Question

If two sides of a triangle are represented by \( 3x^2 - 5xy + 2y^2 = 0 \) and its orthocentre is (2,1), then the equation of the third side is

• A. \( 2x+y-4=0 \)
• B. \( 6x+3y-13=0 \)
• C. \( 8x+4y-17=0 \)
• D. \( 10x+5y-21=0 \)

Hint:

1. Factorize the joint equation of lines to find individual side equations.
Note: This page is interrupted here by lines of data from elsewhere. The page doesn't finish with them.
PR #307, opened 2016-07-17
BCECriterion THCUNN

szagoruyko:
CUDA part of https://github.com/torch/nn/pull/626
It does not support weights right now, two solutions possible:
* have a temp buffer size of input and copy unfolded weights there, can use thrust then
* write a special kernel for BCECriterion

### DIFF
--- a/lib/THCUNN/BCECriterion.cu
+++ b/lib/THCUNN/BCECriterion.cu
@@ -1,0 +1,77 @@
+#include "THCUNN.h"
+#include "common.h"
+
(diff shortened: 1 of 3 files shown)


szagoruyko:
I have to say that the old implementation is terribly slow, just checked that for example dcgan.torch is more than 10% faster with this PR

soumith:
@szagoruyko can you go down the thrust method? right now it is better to not merge this, as there  is not even an assertion on weights. so users will silently think that weights are being considered...

PR #310, opened 2016-07-29
gemm -> Sgemm

soumith:
cutorch introduced the change gemm -> Sgemm and gemv -> Sgemv in master.
Fixing it in cunn.
If one wants to use the old cutorch / cunn, 1.0-0 is a stable previous version without breaking API changes.

```bash
luarocks remove --force cutorch
luarocks remove --force cunn
luarocks install cunn 1.0-0
```


soumith:
Thanks Sergey!

PR #314, opened 2016-08-05
Fix "invalid configuration" when using very large batch sizes in evaluate mode

colesbury:
Example:
```
 bn = nn.BatchNormalization(100):cuda()
 bn:evaluate()
 bn:forward(torch.CudaTensor(147000, 100):zero())
 cutorch.synchronize()
```

Fixes https://github.com/torch/nn/issues/907

Per-activation batch norm still needs to be optimized. It currently runs with one thread per block. Improving per-activation performance is left for a future PR.


soumith:
Thanks Sam!

PR #317, opened 2016-08-11
CUDA version of Spatial Dilated Max Pooling

kmul00:
`CUDA` version of [this](https://github.com/torch/nn/pull/921).

modified:   lib/THCUNN/SpatialMaxPooling.cu
modified:   lib/THCUNN/THCUNN.h
modified:   test.lua


soumith:
rebased and merged via https://github.com/torch/cunn/commit/25498b73c00ed3a25d29f476f1ea0df81e23d7d6

PR #318, opened 2016-08-11
Improvements/fixes in THCUNN

apaszke:


soumith:
Thanks!

lib/THCUNN/DistKLDivCriterion.cu
```diff
@@ -64,7 +64,7 @@ void THNN_CudaDistKLDivCriterion_updateGradInput(THCState *state, THCudaTensor *
              "input and target need to have the same number of elements");
 
   long size = THCudaTensor_nElement(state, input);
-  float norm = (sizeAverage ? 2./size : 2.);
+  float norm = (sizeAverage ? 1./size : 1.);
```
albanD: So the gradients for this criterion has been off by a factor of two since its creation? [initial commit](https://github.com/torch/cunn/commit/95f7a5734fa474518f070f8ba90ab16506a9e5db#diff-d6a9bf748d07d407e9a3946fb1c8c1d7R68)

soumith: yep :-/
only reason we never caught it was because cunn backward tolerance has been 1e-2 since the beginning of time.

PR #326, opened 2016-08-25
Consistent Max Pool API

kmul00:
`CUNN` version of [this](https://github.com/torch/nn/pull/941).

renamed:    lib/THCUNN/SpatialMaxPooling.cu -> lib/THCUNN/SpatialDilatedMaxPooling.cu
modified:   lib/THCUNN/SpatialMaxPooling.cu
modified:   lib/THCUNN/THCUNN.h


soumith:
Thanks a lot!

PR #423, opened 2017-01-23
Add contiguity checks to THCUNN

apaszke:


soumith:
does this hold for THNN too?

apaszke:
No, I think THNN calls `THTensor_(gemm)`, and it should do all the checks. THCUNN had these bugs, because it directly calls into cuBLAS, bypassing the tensor interface.

PR #433, opened 2017-01-30
Fix memory leak in SpatialMaxUnpooling

apaszke:


lib/THCUNN/generic/SpatialMaxUnpooling.cu
```diff
@@ -46,7 +46,7 @@ void THNN_(SpatialMaxUnpooling_updateOutput)(
     THCTensor_(resize3d)(state, output, nInputPlane, oheight, owidth);
 
   THCTensor_(free)(state, input);
-
+  THCudaLongTensor_free(state, indices);
```
fmassa: nit: maybe use `THCIndexTensor`?

PR #437, opened 2017-02-02
Revert "cuda implementation of Gated Linear Unit, fixed issues with genericization"

soumith:
Reverts torch/cunn#430

@huihuifan second time you broke trunk with the same PR :)
Please test the PRs locally before you send them out with: `luarocks make rocks/cunn-scm-1.rockspec`


gchanan:
You need to include THCApply like in this commit: https://github.com/torch/cunn/commit/22b109d8a0ef5e1627dbae87bbd7790940766d02

soumith:
@huihuifan it is not your fault, it looks like in between when you tested the PR and when I pushed it in, the ground was moved from under.

PR #438, opened 2017-02-03
cuda implementation of Gated Linear Unit, fixed issues with genericiz…

huihuifan:
…ation (ran `luarocks make rocks/cunn-scm-1.rockspec` which built completely)
fixed error in #430


soumith:
thanks angela!

PR #452, opened 2017-03-20
Add support of depth-wise convolution

stooloveu:
See: https://github.com/torch/nn/pull/1098


nicholas-leonard:
@stooloveu Added unit test, fixed a bug, rebased and merged https://github.com/torch/cunn/commit/e97095d33184f97b5c82e606031071fd107b298e. Thank you for your patience and hard work!

PR #454, opened 2017-03-24
Fix inconsistent in-place and out-of-place for HardTanh

ngimel:
in-place and out-of-place updateGradOutput results are different where input=min_val or input=max_val


soumith:
thanks!

PR #455, opened 2017-03-24
Adding Indexlinear

pavanky:
The cunn implementation of IndexLinear described here: https://github.com/torch/nn/pull/1181


soumith:
thanks!

PR #458, opened 2017-04-05
Update to ignore zero targets

jnhwkim:
If the target is zero, loss and gradient of input are reminded to be zero. It
is useful for variable-length NL generation models.


nicholas-leonard:
@jnhwkim Thanks!

jnhwkim:
I think `nn` should be consistent with this. I'll look into it, shortly.

nicholas-leonard:
@jnhwkim I am working on nn version of this: https://github.com/torch/nn/pull/1215

PR #459, opened 2017-04-07
Support TORCH_NVCC_FLAGS environment variable

triccardi-systran:
This is already supported in cutorch since august 2016, and is used in
pytorch integration (to reduce the binary size: pytorch/pytorch#436).

Cherry-pick torch/cutorch@1c2e80c5e5247a30899f7113a1dac77872aaf584


soumith:
thanks!

soumith:
and nice find. I guess pytorch's next bin release will be smaller

triccardi-systran:
With this and `TORCH_NVCC_FLAGS="-Xfatbin -compress-all"` `libTHCUNN.so` size is reduced from 191MB to 37MB.

soumith:
that's awesome! cant believe I missed this. thanks for this!

PR #470, opened 2017-05-24
Fix the mix-up of height and width on depth-wise convolution

qqning:


soumith:
at this rate, is this also a bug?: https://github.com/torch/nn/blob/master/lib/THNN/generic/SpatialDepthWiseConvolution.c#L199

qqning:
Yes! Should I update this pr ?

soumith:
thanks!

The intersection is a vertex (often origin). 2. An altitude is perpendicular to a side and passes through the opposite vertex AND the orthocentre. 3. Find vertices B and C by intersecting side lines with corresponding altitudes (derived using the orthocentre). 4. Find the equation of the line BC (the third side).

Answer 1

The Correct Option is D

The joint equation \(3x^2 - 5xy + 2y^2 = 0\) can be factorized: \(3x(x-y) - 2y(x-y) = 0 \implies (3x-2y)(x-y) = 0\).
The two sides are \(L_1: 3x-2y=0\) (slope \(m_1=3/2\)) and \(L_2: x-y=0\) (slope \(m_2=1\)).
Vertex A is the intersection of \(L_1, L_2\), which is (0,0).
Orthocentre H = (2,1).
Altitude from vertex B (on \(L_1\)) to side AC (\(L_2\)): Slope of AC (\(L_2\)) is \(m_2=1\).
Slope of altitude BE is \(-1/1 = -1\).
Equation of altitude BE (through H(2,1), slope -1): \(y-1 = -1(x-2) \implies y-1=-x+2 \implies x+y-3=0\).
Vertex B is intersection of \(L_1: 3x-2y=0\) and BE: \(x+y-3=0 \implies y=3-x\).
\(3x-2(3-x)=0 \implies 3x-6+2x=0 \implies 5x=6 \implies x=6/5\).
So \(y=3-6/5=9/5\).
B = (6/5, 9/5).
Altitude from vertex C (on \(L_2\)) to side AB (\(L_1\)): Slope of AB (\(L_1\)) is \(m_1=3/2\).
Slope of altitude CF is \(-1/(3/2) = -2/3\).
Equation of altitude CF (through H(2,1), slope -2/3): \(y-1 = (-2/3)(x-2) \implies 3y-3=-2x+4 \implies 2x+3y-7=0\).
Vertex C is intersection of \(L_2: x-y=0 \implies x=y\) and CF: \(2x+3y-7=0\).
\(2y+3y-7=0 \implies 5y=7 \implies y=7/5\).
So \(x=7/5\).
C = (7/5, 7/5).
Equation of the third side BC, through B(6/5, 9/5) and C(7/5, 7/5): Slope \(m_{BC} = \frac{9/5 - 7/5}{6/5 - 7/5} = \frac{2/5}{-1/5} = -2\).
Equation: \(y - 7/5 = -2(x - 7/5)\) (using point C) \(y - 7/5 = -2x + 14/5\) Multiply by 5: \(5y - 7 = -10x + 14\) \[10x + 5y - 7 - 14 = 0 \implies 10x + 5y - 21 = 0\] This matches option (4).